◆ **Supplied information**:

PR #512, opened 2017-11-27
Fixes jsdoc generation, adds jsdoc support

flovilmart:
This PR fixes a few issues when generating docs with JS docs, See the generated docs here:

https://flovilmart.github.io/parse-js-docs-demo/index.html

If we're all ok with it, I'll push to the gh-pages branch and automate the release on tags.

### DIFF
--- a/.gitignore
+++ b/.gitignore
@@ -9,4 +9,5 @@ integration/test_logs
 .DS_Store
 .idea/
 integration/test_logs
+out/
 
--- a/.travis.yml
+++ b/.travis.yml
@@ -1,7 +1,7 @@
 ---
 language: node_js
 node_js:
-- '5'
+- '6.11.4'
 
 branches:
   only:
--- a/jsdoc-conf.json
+++ b/jsdoc-conf.json
@@ -5,7 +5,6 @@
   },
   "source": {
     "include": ["./package.json", "./README.md"],
-    "exclude": [ /* array of paths to exclude */ ],
     "excludePattern": "(^|\\/|\\\\)_"
   },
   "templates": {
--- a/jsdoc-conf.json
+++ b/jsdoc-conf.json
@@ -4,9 +4,8 @@
       "plugins": ["transform-flow-strip-types"]
   },
   "source": {
-    "include": ["./package.json", "./README.md", "./src/Analytics.js", "./src/Cloud.js", "./src/Push.js", "./src/FacebookUtils.js", "./src/LiveQueryClient.js", "./src/LiveQuerySubscription.js" ],
+    "include": ["./package.json", "./README.md"],
     "exclude": [ /* array of paths to exclude */ ],
-    "includePattern": "src/Parse.+\\.js(doc|x)?$",
     "excludePattern": "(^|\\/|\\\\)_"
   },
   "templates": {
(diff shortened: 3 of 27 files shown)


dplewis:
Some of the pages have duplicate sections.

https://flovilmart.github.io/parse-js-docs-demo/Parse.LiveQuerySubscription.html

flovilmart:
@dplewis yeah I've noticed that as well, I'm not sure what's causing it, and why?

flovilmart:
I need to find out why the docs are duplicated...

flovilmart:
Other question/ more management wise. Do we keep the api references in each gh-pages or do we move them on the docs repo?

dplewis:
I tried it locally earlier and ran `npm run docs` and got a different result than https://flovilmart.github.io/parse-js-docs-demo/index.html

When I removed `includePattern` everything looks ok.

dplewis:
@flovilmart I prefer the gh-pages. Looking at the php sdk, gh-pages is far ahead of php docs.

flovilmart:
@dplewis it seems that removing those configs did the trick, check again the demo repo, all look good now, some private (_) methods are still missing some docs, but we can live with it.

dplewis:
@flovilmart jsdoc is weird. includes > includePattern. But if the includes doesn't match the includePattern it gets ignored.

flovilmart:
Yeah I figured the hard way, now the docs look good though!
I'll open a PR against gh-pages.;

flovilmart:
And it's live! http://parseplatform.org/Parse-SDK-JS/api/1.10.2/

dplewis:
lgtm!

flovilmart:
I need to automate that on release at one point... May not be trivial but we'll see.

flovilmart:
we could use that: https://docs.travis-ci.com/user/deployment/pages/
But because of the nature of gh-pages deployment / force push, this would override any existing content (unless cloned beforehand)

dplewis:
@montymxb advice on gh-pages deployment?

montymxb:
@dplewis flovilmart is correct, it would be an overriding change. In the case of the php sdk we force gh-pages updates on [deploying to the master only](https://github.com/parse-community/parse-php-sdk/blob/master/.travis.yml#L45...L55). It is a forced change which will overwrite existing changes in gh-pages. Depending on the setup this could be undesirable if you have people adding changes by hand from time to time, as their work could be undone.

In our case the entire set of docs is regenerated every time anyways. Automating it as part of a PR merging into master allows the docs to always be up to date as soon as changes are accepted. Just one less thing we have to do that we would be doing anyways, so it makes sense for us there. If it's a similar case here it might be equally useful to do something similar. If anyone is (or will be) adding changes between updates it would be a problem if we did that.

◆ **Your assignment**: Only the count belongs in your answer, so please work out how many lines of the data contain "release".

◆ **Answer**: 2